Location-Based Risk Management for Commercial Real Estate
Optimize the CRE Decision-Making Process
The commercial real estate (CRE) market is heating up, which is creating more opportunity for your competition to grow by taking on new, but riskier portfolios. You want to keep up but you can’t with outdated, costly, and inefficient processes and outdated data to assess properties.
It is critical to have a more granular location-based CRE credit and risk management solution that incorporates up-to-date local market data, which includes internal and third-party data assets. Arcadia Data native visual analytics on Pitney Bowes Spectrum for Big Data enables analysts and portfolio managers to optimize their decision-making process by leveraging a variety of data sources together including geo-demographics, sales data, mapping, aerial imagery, public records, parcel boundaries, and local market trends.
Add Context, Precision, and Relevancy through Location Data
Geo-demographic characteristics like economic vitality, consumer behavior, crime, and walkability have a direct impact on location desirability and vacancy rates. Visual analytics at an individual and aggregate property level will enable CRE data analysts to:
- Quickly determine properties at risk and areas of opportunity.
- Reduce the lag and dependency on third-party appraisal services.
- Accelerate origination and review.
Enrich Quantitative Analysis with Location Intelligence
Correlate your bank’s real estate loan portfolio and quantitative analysis with location intelligence to:
- Optimize the appraisals process through accurate and granular parcel boundaries and attributes.
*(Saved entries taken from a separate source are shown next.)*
Issue #383, opened 2023-09-28
bug: returndatacopy, returndatasize should use return data from subctx


enitrat:
## Bug Report

**Kakarot version:**

**Current behavior:**
Copies the returndata of the current context instead of the subcontext.

**Expected behavior:**
Copies the returndata of the last executed subcontext

**Steps to reproduce:**

**Related code:**

**Other information:**

PR #419, opened 2023-10-11
fix: returndata

enitrat:
## Pull Request type

- [x] Bugfix
- [ ] Feature
- [ ] Build-related changes

Resolves: #383

## What is the new behavior?

- Correct behavior of returndatasize/returndatacopy
- Got rid of the `child_return_data` field
- `return_data` now refers to the return_data of the last executed subcontext
- renamed machine `revert` and `stop` to `set_reverted` and `set_stopped` to avoid confusion with `revert` and `stop` opcodes
- Unexpected revert (not the REVERT Opcode) reason is not appended to the parent's return data field.

- [ ] Yes
- [x] No

### DIFF
--- a/crates/evm/src/context.cairo
+++ b/crates/evm/src/context.cairo
@@ -140,9 +140,9 @@ struct ExecutionContext {
     destroyed_contracts: Array<EthAddress>,
     events: Array<Event>,
     create_addresses: Array<EthAddress>,
-    return_data: Array<u8>,
+    // Return data of a child context.
+    return_data: Span<u8>,
     parent_ctx: Nullable<ExecutionContext>,
-    child_return_data: Option<Span<u8>>,
 }
 
 impl DefaultBoxExecutionContext of Default<Box<ExecutionContext>> {
@@ -165,8 +165,7 @@ impl ExecutionContextImpl of ExecutionContextTrait {
         starknet_address: ContractAddress,
         call_ctx: CallContext,
         parent_ctx: Nullable<ExecutionContext>,
-        child_return_data: Option<Span<u8>>,
-        return_data: Array<u8>,
+        return_data: Span<u8>,
     ) -> ExecutionContext {
         ExecutionContext {
             id,
@@ -180,7 +179,6 @@ impl ExecutionContextImpl of ExecutionContextTrait {
             create_addresses: Default::default(),
             return_data,
             parent_ctx,
-            child_return_data,
         }
     }
 
@@ -232,12 +230,12 @@ impl ExecutionContextImpl of ExecutionContextTrait {
 
     #[inline(always)]
     fn return_data(self: @ExecutionContext) -> Span<u8> {
-        self.return_data.span()
+        *self.return_data
     }
 
     /// Stops the current execution context.
     #[inline(always)]
-    fn stop(ref self: ExecutionContext) {
+    fn set_stopped(ref self: ExecutionContext) {
         self.status = Status::Stopped;
     }
 
@@ -247,9 +245,8 @@ impl ExecutionContextImpl of ExecutionContextTrait {
     /// (it is stopped) and contract creation and contract storage writes are
     /// reverted on its finalization.
     #[inline(always)]
-    fn revert(ref self: ExecutionContext, revert_reason: Span<u8>) {
+    fn set_reverted(ref self: ExecutionContext) {
         self.status = Status::Reverted;
-        ArrayExtensionTrait::concat(ref self.return_data, revert_reason);
     }
 
     // *************************************************************************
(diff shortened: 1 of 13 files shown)


crates/evm/src/context.cairo
```diff
@@ -301,11 +298,6 @@ impl ExecutionContextImpl of ExecutionContextTrait {
         'print debug'.print();
     }
 
-    #[inline(always)]
-    fn set_return_data(ref self: ExecutionContext, value: Array<u8>) {
```
Eikix, line 305: you probably still need this, 
when you call exec_return, and context is_root =>
then set_return_data as the correct slice in memory and exit the tx

crates/evm/src/machine.cairo
```diff
@@ -258,20 +259,23 @@ impl MachineCurrentContextImpl of MachineCurrentContextTrait {
         is_root
     }
 
+    /// Sets the `return_data` field of the parent context of the current
+    /// context to the `value` passed as parameter. If the current context is
+    /// the root context, does nothing.  Should be called upon returning from a
+    /// child context.
     #[inline(always)]
-    fn set_return_data(ref self: Machine, value: Array<u8>) {
```
Eikix, line 262: you probably still need this, 
when you call exec_return, and context is_root =>
then set_return_data as the correct slice in memory and exit the tx

crates/evm/src/instructions/system_operations.cairo
```diff
@@ -32,9 +32,9 @@ impl SystemOperations of SystemOperationsTrait {
     fn exec_return(ref self: Machine) -> Result<(), EVMError> {
         let offset = self.stack.pop_usize()?;
         let size = self.stack.pop_usize()?;
-        let mut return_data = array![];
+        let mut return_data = Default::default();
         self.memory.load_n(size, ref return_data, offset);
-        self.set_return_data(return_data);
+        self.set_parent_return_data(return_data.span());
```
Eikix, line 37: I think we need a way to differentiate if it is the root context 
In which case, write return data

crates/evm/src/instructions/system_operations.cairo
```diff
@@ -32,9 +32,9 @@ impl SystemOperations of SystemOperationsTrait {
...
         self.stop();
```
Eikix, line 38: why keep .stop for the machine, but not the ctx

enitrat: missed it

enitrat:
- Updated `set_return_data` to 

```rust
    /// Sets the `return_data` field of the appropriate execution context,
    /// taking into acount EVM specs: If the current context is the root
    /// context, sets the return_data field of the root context.  If the current
    /// context is a subcontext, sets the return_data field of the parent.
    /// Should be called when returning from a context.
```

- renamed machine method to `set_stopped`

crates/evm/src/instructions/system_operations.cairo
```diff
@@ -32,10 +32,10 @@ impl SystemOperations of SystemOperationsTrait {
     fn exec_return(ref self: Machine) -> Result<(), EVMError> {
         let offset = self.stack.pop_usize()?;
         let size = self.stack.pop_usize()?;
-        let mut return_data = array![];
+        let mut return_data = Default::default();
         self.memory.load_n(size, ref return_data, offset);
-        self.set_return_data(return_data);
-        self.stop();
+        self.set_return_data(return_data.span());
+        self.stopped();
```
Eikix, line 38: I think you're trying to set_stopped

Maybe the exec_return test should make sure:
- the context is stopped
- the correct return data is written

enitrat: thanks

crates/evm/src/tests/test_utils.cairo
```diff
@@ -244,3 +226,35 @@ fn deploy_kakarot_core() -> IExtendedKakarotCoreDispatcher {
 
     IExtendedKakarotCoreDispatcher { contract_address }
 }
+
+
+// Simulate return of subcontext where
+/// 1. Set `return_data` field of parent context
+/// 2. make `parent_ctx` of `current_ctx` the current ctx
+fn return_from_subcontext(ref self: Machine, return_data: Span<u8>) {
```
Eikix, line 234: I wonder if we'll need this when we have the finalize_context method?
it could be used in the if (stopped) branch of the interpreter, and in the tests that need to go up one level?

this might be good though, to only target the behaviour we want,

in any case, i think its ok to have it rn, we just need to make sure it does exactly what is expected when a context is stopped

crates/evm/src/tests/test_instructions/test_system_operations.cairo
```diff
@@ -21,14 +23,15 @@ fn test_exec_return() {
     assert(machine.exec_return().is_ok(), 'Exec return failed');
 
     // Then
-    assert(1000 == load_word(32, machine.return_data()), 'Wrong return_data');
+    assert(1000 == load_word(32, parent_ctx_return_data(ref machine)), 'Wrong return_data');
```
Eikix, line 26: can we call machine.parent_ctx_return_data?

- Speed up origination by visually confirming property and tenant locations with mapping and satellite imagery.
- Understand demand for products and services by incorporating local lifestyles, geo-behaviors, and demographic data.
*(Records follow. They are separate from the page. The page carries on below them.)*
PR #425, opened 2023-10-13
feat: contract account bytecode storage

enitrat:
Currently implemented:
- feat: storage of bytecode (full bytes31 words)
## Pull Request type

- [ ] Bugfix
- [ ] Feature
- [ ] Build-related changes

Resolves: #423 

## What is the new behavior?

- #423 
-
-

- [ ] Yes
- [ ] No

### DIFF
--- a/crates/utils/src/helpers.cairo
+++ b/crates/utils/src/helpers.cairo
@@ -335,8 +335,8 @@ fn pow2(pow: usize) -> u128 {
 /// Splits a u256 into `len` bytes, big-endian, and appends the result to `dst`.
 fn split_word(mut value: u256, mut len: usize, ref dst: Array<u8>) {
     let word_le = split_word_le(value, len);
-    let word_be = ArrayExtensionTrait::reverse(word_le.span());
-    ArrayExtensionTrait::concat(ref dst, word_be.span());
+    let word_be = ArrayExtTrait::reverse(word_le.span());
+    ArrayExtTrait::concat(ref dst, word_be.span());
 }
 
 fn split_u128_le(ref dest: Array<u8>, mut value: u128, mut len: usize) {
@@ -442,7 +442,7 @@ fn u256_to_bytes_array(mut value: u256) -> Array<u8> {
 }
 
 #[generate_trait]
-impl ArrayExtension<T, impl TCopy: Copy<T>, impl TDrop: Drop<T>> of ArrayExtensionTrait<T> {
+impl ArrayExtension<T, impl TCopy: Copy<T>, impl TDrop: Drop<T>> of ArrayExtTrait<T> {
     // Concatenates two arrays by adding the elements of arr2 to arr1.
     fn concat(ref self: Array<T>, mut arr2: Span<T>) {
         loop {
@@ -490,7 +490,7 @@ impl ArrayExtension<T, impl TCopy: Copy<T>, impl TDrop: Drop<T>> of ArrayExtensi
 }
 
 #[generate_trait]
-impl SpanExtension<T, +Copy<T>, +Drop<T>> of SpanExtensionTrait<T> {
+impl SpanExtension<T, +Copy<T>, +Drop<T>> of SpanExtTrait<T> {
     // Returns true if the array contains an item.
     fn contains<+PartialEq<T>>(mut self: Span<T>, value: T) -> bool {
         loop {
@@ -523,3 +523,19 @@ impl U256Impl of U256Trait {
     }
 }
 
+#[generate_trait]
+impl ByteArrayExt of ByteArrayExTrait {
+    fn from_bytes(mut bytes: Span<u8>) -> ByteArray {
+        //TODO(eni): optimize deserialization of Span<u8> to ByteArray;
+        // we can just deserialize bytes by chunks of 31, skipping pending_word
+        // checks
+        let mut arr: ByteArray = Default::default();
+        loop {
+            match bytes.pop_front() {
+                Option::Some(byte) => { arr.append_byte(*byte); },
+                Option::None => { break; }
+            }
+        };
+        arr
+    }
+}
--- a/crates/utils/src/storage.cairo
+++ b/crates/utils/src/storage.cairo
@@ -1,0 +1,31 @@
+use starknet::{
+    StorageBaseAddress, storage_base_address_from_felt252, Store, EthAddress, SyscallResult,
+    storage_write_syscall, storage_address_from_base, storage_read_syscall,
+    storage_address_from_base_and_offset
+};
+use poseidon::PoseidonTrait;
+use hash::{HashStateTrait, HashStateExTrait};
+
+
+/// Computes the StorageBaseAddress of a storage variable.  The address is
+/// computed by applying hashing the variable selector and the keys with
+/// Poseidon.
+///  # Arguments
+///  * `selector` - The selector of the storage variable.
+///  * `keys` - The keys of the storage variable.
+///  # Returns
+///  * The StorageBaseAddress of the storage variable, calculated as
+///    the sequential hashes of the selector and the keys.
+fn compute_storage_base_address(selector: felt252, mut keys: Span<felt252>) -> StorageBaseAddress {
+    //TODO: if we want compatibility with LegacyMaps, we should use pedersen
+    // it might not be required.
+    let mut state = PoseidonTrait::new().update(selector);
+    let hash = loop {
+        match keys.pop_front() {
+            Option::Some(val) => { state = state.update(*val); },
+            Option::None => { break state.finalize(); }
+        };
+    };
+
+    storage_base_address_from_felt252(hash)
+}
--- a/crates/utils/src/tests/test_helpers.cairo
+++ b/crates/utils/src/tests/test_helpers.cairo
@@ -1,7 +1,6 @@
 use utils::helpers;
-use utils::helpers::{
-    SpanExtension, SpanExtensionTrait, ArrayExtension, ArrayExtensionTrait, U256Trait
-};
+use utils::helpers::{SpanExtension, SpanExtTrait, ArrayExtension, ArrayExtTrait, U256Trait};
+use utils::helpers::{ByteArrayExTrait};
 use debug::PrintTrait;
 
 #[test]
@@ -200,4 +199,73 @@ fn test_split_u256_into_u64_little() {
     assert(low_h == 0xE5000000FFFFFFFA, 'split mismatch');
     assert(high_l == 0x0000450000DEFA00, 'split mismatch');
     assert(low_l == 0x00200400000000AD, 'split mismatch');
+}
+
+#[test]
+#[available_gas(20000000)]
+fn test_pack_bytes_le_bytes31() {
+    let mut arr = array![0x11, 0x22, 0x33, 0x44];
+    let res = ByteArrayExTrait::from_bytes(arr.span());
+
+    // Ensure that the result is complete and keeps the same order
+    let mut i = 0;
+    loop {
+        if i == arr.len() {
+            break;
+        };
+        assert(*arr[i] == res[i], 'byte mismatch');
+        i += 1;
+    };
+}
+
+#[test]
+#[available_gas(20000000)]
+fn test_pack_bytes_ge_bytes31() {
+    let mut arr = array![
+        0x01,
+        0x02,
+        0x03,
+        0x04,
+        0x05,
+        0x06,
+        0x07,
+        0x08,
+        0x09,
+        0x0A,
+        0x0B,
+        0x0C,
+        0x0D,
+        0x0E,
+        0x0F,
+        0x10,
+        0x11,
+        0x12,
+        0x13,
+        0x14,
+        0x15,
+        0x16,
+        0x17,
+        0x18,
+        0x19,
+        0x1A,
+        0x1B,
+        0x1C,
+        0x1D,
+        0x1E,
+        0x1F,
+        0x20,
+        0x21 // 33 elements
+    ];
+
+    let res = ByteArrayExTrait::from_bytes(arr.span());
+
+    // Ensure that the result is complete and keeps the same order
+    let mut i = 0;
+    loop {
+        if i == arr.len() {
+            break;
+        };
+        assert(*arr[i] == res[i], 'byte mismatch');
+        i += 1;
+    };
 }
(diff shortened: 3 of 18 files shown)


crates/core_contracts/src/contract_account.cairo
```diff
@@ -0,0 +1,86 @@
...
+            Option::Some(val) => { state = state.update(*val); },
+            Option::None => { break state.finalize(); }
+        };
+    };
+
+    storage_base_address_from_felt252(hash)
+}
+
+impl Storebytes31 of Store<bytes31> {
+    fn read(address_domain: u32, base: StorageBaseAddress) -> SyscallResult<bytes31> {
```
Eikix, line 55: what are those utils used for?

enitrat: read and write bytes31

crates/utils/src/helpers.cairo
```diff
@@ -523,3 +523,17 @@ impl U256Impl of U256Trait {
     }
 }
 
+fn pack_bytes(mut bytes: Span<u8>) -> ByteArray {
```
enitrat, line 526: #426

crates/utils/src/storage.cairo
```diff
@@ -0,0 +1,31 @@
...
+///  # Arguments
+///  * `selector` - The selector of the storage variable.
+///  * `keys` - The keys of the storage variable.
+///  # Returns
+///  * The StorageBaseAddress of the storage variable, calculated as
+///    the sequential hashes of the selector and the keys.
+fn compute_storage_base_address(selector: felt252, mut keys: Span<felt252>) -> StorageBaseAddress {
+    //TODO: if we want compatibility with LegacyMaps, we should use pedersen
+    // it might not be required.
+    let mut state = PoseidonTrait::new().update(selector);
```
enitrat, line 22: Using Poseidon makes more sense than Pedersen. We're likely not going to access the storage variables from the `Storage` structs anyway, so might as well go for the zk-optimized hash function

Eikix: how many steps do we save with poseidon compared to pedersen?
because in some sense, we can use the Unsafecontractstate trick in some opcodes to get the bytecode of a contract account 
at least in my PR it made code more clear

crates/core_contracts/Scarb.toml
```diff
@@ -7,6 +7,8 @@ version = "0.1.0"
 [dependencies]
 starknet.workspace = true
 evm = { path = "../evm" }
+utils = { path = "../utils" }
+alexandria_storage = { git = "https://github.com/keep-starknet-strange/alexandria.git", rev = "3356bf0c5c1a089167d7d3c28d543e195325e596" }
```
Eikix, line 11: it looks like we're importing the whole of alexandria 
why not name the package alexandria

crates/core_contracts/src/contract_account.cairo
```diff
@@ -0,0 +1,46 @@
+///! Module containing functions related to Contract Accounts
```
Eikix, line 1: this document comment feels a bit bad, 
- `Module containing` is already implied
- the name is contract_accounts.cairo

Could we have something like
```
Contract Account utils functions, including bytecode storage
```

crates/utils/src/helpers.cairo
```diff
@@ -523,3 +523,17 @@ impl U256Impl of U256Trait {
...
+    let mut byte_array: ByteArray = Default::default();
```
Eikix, line 527: this line is redundant afaik

crates/utils/src/tests/test_helpers.cairo
```diff
@@ -201,3 +201,72 @@ fn test_split_u256_into_u64_little() {
...
+
+    let res = helpers::pack_bytes(arr.span());
+
+    // Ensure that the result is complete and keeps the same order
+    let mut i = 0;
+    loop {
+        if i == arr.len() {
+            break;
+        };
+        assert(*arr[i] == res[i], 'byte mismatch');
```
Eikix, line 269: i'm not sure I understand this test
the type ByteArray is a byte optimized (byte packing) type, but can be accessed normally by indexed?

so theoretically, res is a ByteArray, of "length" 2 -> two bytes31 
but you can access it with 0 < index < 33?

crates/utils/src/traits.cairo
```diff
@@ -96,3 +96,38 @@ impl U256TryIntoResultU32 of TryIntoResult<u256, usize> {
         }
     }
 }
+
+
+impl StoreBytes31 of Store<bytes31> {
```
Eikix, line 101: where is this used? I still don't understand

crates/core_contracts/src/contract_account.cairo
```diff
@@ -0,0 +1,46 @@
...
+    let data_address = compute_storage_base_address(
+        selector!("contract_account_bytecode"), array![evm_address.into()].span()
+    );
+    // We start storing the full 31-byte words of bytecode data at address
+    // `data_address`.  The `pending_word` and `pending_word_len` are stored at
+    // address `data_address-2` and `data_address-1` respectively.
+    let mut stored_list: List<bytes31> = List {
+        address_domain: 0, base: data_address, len: 0, storage_size: 31
+    };
+    let pending_word_addr: felt252 = data_address.into() - 2;
```
Eikix, line 31: why did we choose -2 as a place to store the pending word?

crates/core_contracts/src/contract_account.cairo
```diff
@@ -0,0 +1,46 @@
...
+    let pending_word_len_addr: felt252 = pending_word_addr + 1;
```
Eikix, line 32: why did we choose -1 as a place to store the pending word len?

crates/utils/src/traits.cairo
Eikix: erratum: https://github.com/keep-starknet-strange/alexandria/blob/3356bf0c5c1a089167d7d3c28d543e195325e596/src/storage/src/list.cairo#L15

ListTrait asks for impl TStore: Store<T>> of ListTrait<T>

crates/utils/src/storage.cairo
enitrat: > because in some sense, we can use the Unsafecontractstate trick in some opcodes to get the bytecode of a contract account

didn't understand

crates/core_contracts/Scarb.toml
enitrat: this is just importing the `alexandria_storage` crate, because alexandria's root is a workspace

crates/core_contracts/src/contract_account.cairo
enitrat: We want the StorageBaseAddress computed to only be used for the list, because the internal calculations consider that from the base offset you can store up to 256 values of size one.
 If we started by storing `pending_word` and `pending_word_len` at offsets 0 and 1, we would encounter clashes when instantiating the `List`

 This leaves us two choices:
 - Compute a new hash and store `pending_word{_len}` at some other place in storage
 - Just use the two previous addresses value to store `pending_word{_len}`. This saves us unnecessary hashes.
 
  If we use `-1` and `-2` for the pending word and the pending word_len,

crates/utils/src/tests/test_helpers.cairo
enitrat: res is a ByteArray containing 33 bytes that can be accessed by index - internally, they're split into one full-packed 31-byte word and one 2 byte word

crates/utils/src/storage.cairo
enitrat: > how many steps do we save with poseidon compared to pedersen?

```rust
❯ scarb test
     Running cairo-test hashes
testing hashes ...
running 2 tests
test hashes::tests::test_poseidon ... ok (gas usage est.: 26550)
test hashes::tests::test_pedersen ... ok (gas usage est.: 40800)
test result: ok. 2 passed; 0 failed; 0 ignored; 0 filtered out;
```

~50% when hashing 4 values

crates/core_contracts/Scarb.toml
Eikix: interesting i didn't know naming a certain import was a way to only import a certain crate

crates/core_contracts/src/contract_account.cairo
Eikix: > This leaves us two choices:

I agree on this finding, my understanding is that starknet has chosen as an acceptable risk for storing elements of size up to 256 to offset the base address with 256, 

so we have [base_address, base_address + 255] as an interval,
are we kinda breaking this design choice by extending slightly this interval for our specific usecase to [base_interval - 2, base_address + 255]? 

Instinctively, the collision risk has not become that much greater than before, but still

My understanding of the tradeoff:
- another hash ==> more gas
- -2 offset => marginally more risk of collision

crates/core_contracts/src/contract_account.cairo
```diff
@@ -0,0 +1,47 @@
...
+use starknet::{
+    StorageBaseAddress, storage_base_address_from_felt252, Store, EthAddress, SyscallResult,
+    storage_write_syscall, storage_address_from_base, storage_read_syscall,
+    storage_address_from_base_and_offset
+};
+use utils::helpers::pack_bytes;
+use utils::storage::{compute_storage_base_address};
+use utils::traits::{StorageBaseAddressIntoFelt252, StoreBytes31};
+
+/// Stores the bytecode of a contract account.  The bytecode is first packed
```
Eikix, line 15:
```suggestion
/// Stores the EVM bytecode of a contract account in Kakarot Core's contract storage.  The bytecode is first packed
```

crates/core_contracts/src/contract_account.cairo
```diff
@@ -0,0 +1,47 @@
...
+    // We start storing the full 31-byte words of bytecode data at address
+    // `data_address`.  The `pending_word` and `pending_word_len` are stored at
+    // address `data_address-2` and `data_address-1` respectively.
+    let mut stored_list: List<bytes31> = List {
+        address_domain: 0, base: data_address, len: 0, storage_size: 31
+    };
+    let pending_word_addr: felt252 = data_address.into() - 2;
+    let pending_word_len_addr: felt252 = pending_word_addr + 1;
+
+    // Store the `ByteArray` in the contract storage.
```
Eikix, line 35: is this an accurate comment?

crates/utils/src/tests/test_helpers.cairo
Eikix: ahh yes ok, in Cairo you can overload the index view : []
```
impl ByteArrayIndexView of IndexView<ByteArray, usize, u8> {
    fn index(self: @ByteArray, index: usize) -> u8 {
        self.at(index).expect('Index out of bounds')
    }
}
```

Eikix: note to self: we should be careful in using indexview as it can panic

crates/core_contracts/src/contract_account.cairo
```diff
@@ -0,0 +1,47 @@
...
+use utils::storage::{compute_storage_base_address};
+use utils::traits::{StorageBaseAddressIntoFelt252, StoreBytes31};
+
+/// Stores the bytecode of a contract account.  The bytecode is first packed
+/// into a ByteArray and then stored in the contract storage.
+/// # Arguments
+/// * `evm_address` - The EVM address of the contract account
+/// * `bytecode` - The bytecode to store
+fn store_bytecode(evm_address: EthAddress, bytecode: Span<u8>) {
+    let packed_bytecode: ByteArray = pack_bytes(bytecode);
```
Eikix, line 21: I wonder if we should implement pack_bytes as a trait on Span<u8>? to write
bytecode.pack_bytes?

crates/core_contracts/src/contract_account.cairo
enitrat: > -2 offset => marginally more risk of collision

This doesn't increase the risk of collision at all since you just remove 2 unused values from the unused address set. Whether these addresses are calculated using hashes or randomly doesn't matter.

crates/core_contracts/src/contract_account.cairo
enitrat: We could, but we could also leave it as is - I don't mind. I don't see a lot of benefits of having an impl with a single function as they're normally used to pack logic together.

crates/core_contracts/src/contract_account.cairo
enitrat: yes

crates/utils/src/helpers.cairo
```diff
@@ -523,3 +523,16 @@ impl U256Impl of U256Trait {
     }
 }
 
+fn pack_bytes(mut bytes: Span<u8>) -> ByteArray {
```
Eikix, line 526: I think it'd be clean to implement this as a ByteArray::From function, wdyt

crates/utils/src/storage.cairo
```diff
@@ -0,0 +1,31 @@
...
+/// Computes the StorageBaseAddress of a storage variable.  The address is
+/// computed by applying hashing the variable selector and the keys with
+/// Poseidon.
+///  # Arguments
+///  * `selector` - The selector of the storage variable.
+///  * `keys` - The keys of the storage variable.
+///  # Returns
+///  * The StorageBaseAddress of the storage variable, calculated as
+///    the sequential hashes of the selector and the keys.
+fn compute_storage_base_address(selector: felt252, mut keys: Span<felt252>) -> StorageBaseAddress {
```
Eikix, line 19: how cool would it be if we could type keys as any type that implement the trait hash?

Eikix: because if we type it T, +Hash<T>, it forces us to use the same key type?

enitrat: yeah, can do, or we serialize the keys before. Let's do yours

Eikix:
Good morrow, kind sir! Pray forgive the entanglements yon recent merge hath wrought upon thy most noble PR. Verily, the fault is mine, for thy pull request was as splendid as a midsummer's day! Yet, in this digital Globe Theatre of codes and commits, sometimes our scripts do cross and tangle. Fear not, for together we shall untwine the knot and let thy code shine once more! Huzzah to thee and thy patience, good sire! 🎭📜

enitrat:
> Good morrow, kind sir! Pray forgive the entanglements yon recent merge hath wrought upon thy most noble PR. Verily, the fault is mine, for thy pull request was as splendid as a midsummer's day! Yet, in this digital Globe Theatre of codes and commits, sometimes our scripts do cross and tangle. Fear not, for together we shall untwine the knot and let thy code shine once more! Huzzah to thee and thy patience, good sire! 🎭📜


Aye aye, matey! I be makin' the necessary changes to merge this here pull request without a hitch! Yarrr!

Eikix (approved):
lgtm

Accelerate Time-to-Insight through Big Data Location Analytics
Your portfolio managers and analysts can quickly visualize CRE data and take action on risks and opportunities across their entire portfolio in the following ways:
- Monitor changes in location scores based on location desirability and other factors.
- Drill down into multiple or single view of properties and visualize changes in crime, demographics, and geo-behaviors that may impact vacancy rates.
- Analyze neighborhood and commercial boundaries to more accurately assess the repurposing of commercial properties.